The following quote is attributed to Richard Pazdur, M.D., director of the FDA’s Oncology Center of Excellence and acting director of the Office of Oncologic Diseases in the FDA’s Center for Drug Evaluation and Research:

“There are few effective treatments for patients with central nervous system (CNS) metastases – a type of cancer that has spread from the original tumor to the CNS and is associated with a higher risk of death. In addition, there are also few clinical trials testing therapies for CNS metastases. More attention is warranted to address this unmet medical need.

“The FDA has participated in efforts to facilitate drug development for patients with CNS metastases including hosting a public workshop and releasing draft guidance on clinical trial eligibility for brain metastases. However, clinical trial design for CNS metastases at large remains a challenge. Sponsors struggle with uncertainty regarding optimal study endpoints, lack of standardized response assessments, understanding how CNS metastases are evaluated in the context of the entire burden of metastatic disease to characterize a drug’s potential benefit, and interpreting radiographic response in the setting of recent radiation therapy or surgery.

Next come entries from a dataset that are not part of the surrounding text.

PR #6814, opened 2021-09-03
Support using an external database in helm chart

hobbsh:
This PR adds support for using an external database. 

- Adds value structure for `externalDatabase` to configure the connection parameters
- Adds a flag to disable `pgbouncer` because it should probably be disabled in the case of using an external database

Templated it locally using (did not spin it up in a local cluster):
```
helm template . --set deployTarget=AMAZON --set externalDatabase.enabled=true --set externalDatabase.host="some.host" --set externalDatabase.port=5432 --set externalDatabase.database="database" --set externalDatabase.user="user" --set externalDatabase.existingSecretName="existing" --set externalDatabase.existingSecretKey="existing-key" --set pgbouncer.enabled=false --set postgresql.enabled=false
```

### DIFF
--- a/etc/helm/pachyderm/Chart.yaml
+++ b/etc/helm/pachyderm/Chart.yaml
@@ -21,14 +21,14 @@ type: application
 # each time you make changes to the chart and its templates, including
 # the app version.  Versions are expected to follow Semantic
 # Versioning (https://semver.org/)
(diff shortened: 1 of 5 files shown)


chainlink:
This is supported using the global flag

“Today we are releasing draft guidance which, if finalized, would provide recommendations on evaluating cancer drugs in patients with CNS metastases. When finalized we hope this helps sponsors design clinical trials that improve the ability to understand the therapy’s benefit-risk profile across the patient population likely to use the drug. The development of therapeutic products for patients with CNS metastases is greatly needed.”

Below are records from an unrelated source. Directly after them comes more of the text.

PR #6818, opened 2021-09-07
Light config/cmd refactor

msteffen:
This PR:
- moves the src/internal/config package over to serde (instead of encoding/json) for consistency with other YAML serialization/deserialization=
- makes a few readability-motivated changes to src/internal/config/config.go

### DIFF
--- a/src/internal/config/config.go
+++ b/src/internal/config/config.go
@@ -1,6 +1,7 @@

• Today, the U.S. Food and Drug Administration issued a draft guidance document, “Evaluating Cancer Drugs in Patients with Central Nervous System Metastases,” which, if finalized, would provide recommendations to sponsors designing clinical trials of drugs and biological products that are intended to support product labeling describing anti-tumor (preventing or inhibiting the formation or growth of tumors) activity in patients with central nervous system (CNS) metastases from solid tumors originating outside the CNS.
• The draft guidance, if finalized, would include recommendations for clinical trials of systemic anti-cancer drugs where patients with CNS metastases are included in the study population and for clinical trials conducted exclusively in patients with CNS metastases.
• Also, if finalized, today’s draft guidance would provide sponsors with recommendations regarding the patient population, available therapy, prior therapies, assessment of CNS disease, study endpoints, and leptomeningeal disease (a rare complication of cancer in which the disease spreads from the original tumor site to the meninges surrounding the brain and spinal cord). Additionally, the draft guidance, if finalized, would explain that CNS metastases should be evaluated in the context of the entire disease burden and discuss how treatment effects may be described in drug labeling .

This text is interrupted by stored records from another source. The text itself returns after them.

PR #6819, opened 2021-09-08
Refactor pps/cmds and NewPipelineManifestReader

msteffen:
This change factors the 'read pipeline bytes' stage out of `PipelineManifestReader`. This significantly simplifies the serde library, and it lays the groundwork for pipeline templates (as a pipeline spec's raw bytes can either be provided by the `readPipelineBytes` function introduced in this PR, or, soon, by executing a Jsonnet template and passing its output).

Changes:
- Rename `serde.DecodeYAML` to `serde.Decode`. Allow `serde.Decode` to deserialize into both protobuf-generated and non-protobuf structs (with an internal type switch).
- Remove `serde.Decoder.DecodeTransform{,Proto}`. It's currently only used to support TFJobs in pipeline specs, which were never supported anyway, and which have now been removed from Kubeflow. Remove all code for parsing TFJobs from CreatePipeline, and remove all tests for TFJobs.
- Remove `serde.Decoder`, as the above changes render it redundant.
- Change `NewPipelineManifestReader` to accept raw pipeline specs (`[]byte`) rather than paths to files. Change all callers to read the pipeline spec from disk before initializing a `PipelineManifestReader`, instead of passing in the path. This will allow us to generate pipeline specs using templates, and then pass the generated specs to `NewPipelineManifestReader` in a followup PR.


Tryneus (approved):
LGTM - I like breaking up this logic into smaller parts!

The FDA, an agency within the U.S. Department of Health and Human Services, protects the public health by assuring the safety, effectiveness, and security of human and veterinary drugs, vaccines and other biological products for human use, and medical devices. The agency also is responsible for the safety and security of our nation’s food supply, cosmetics, dietary supplements, products that give off electronic radiation, and for regulating tobacco products.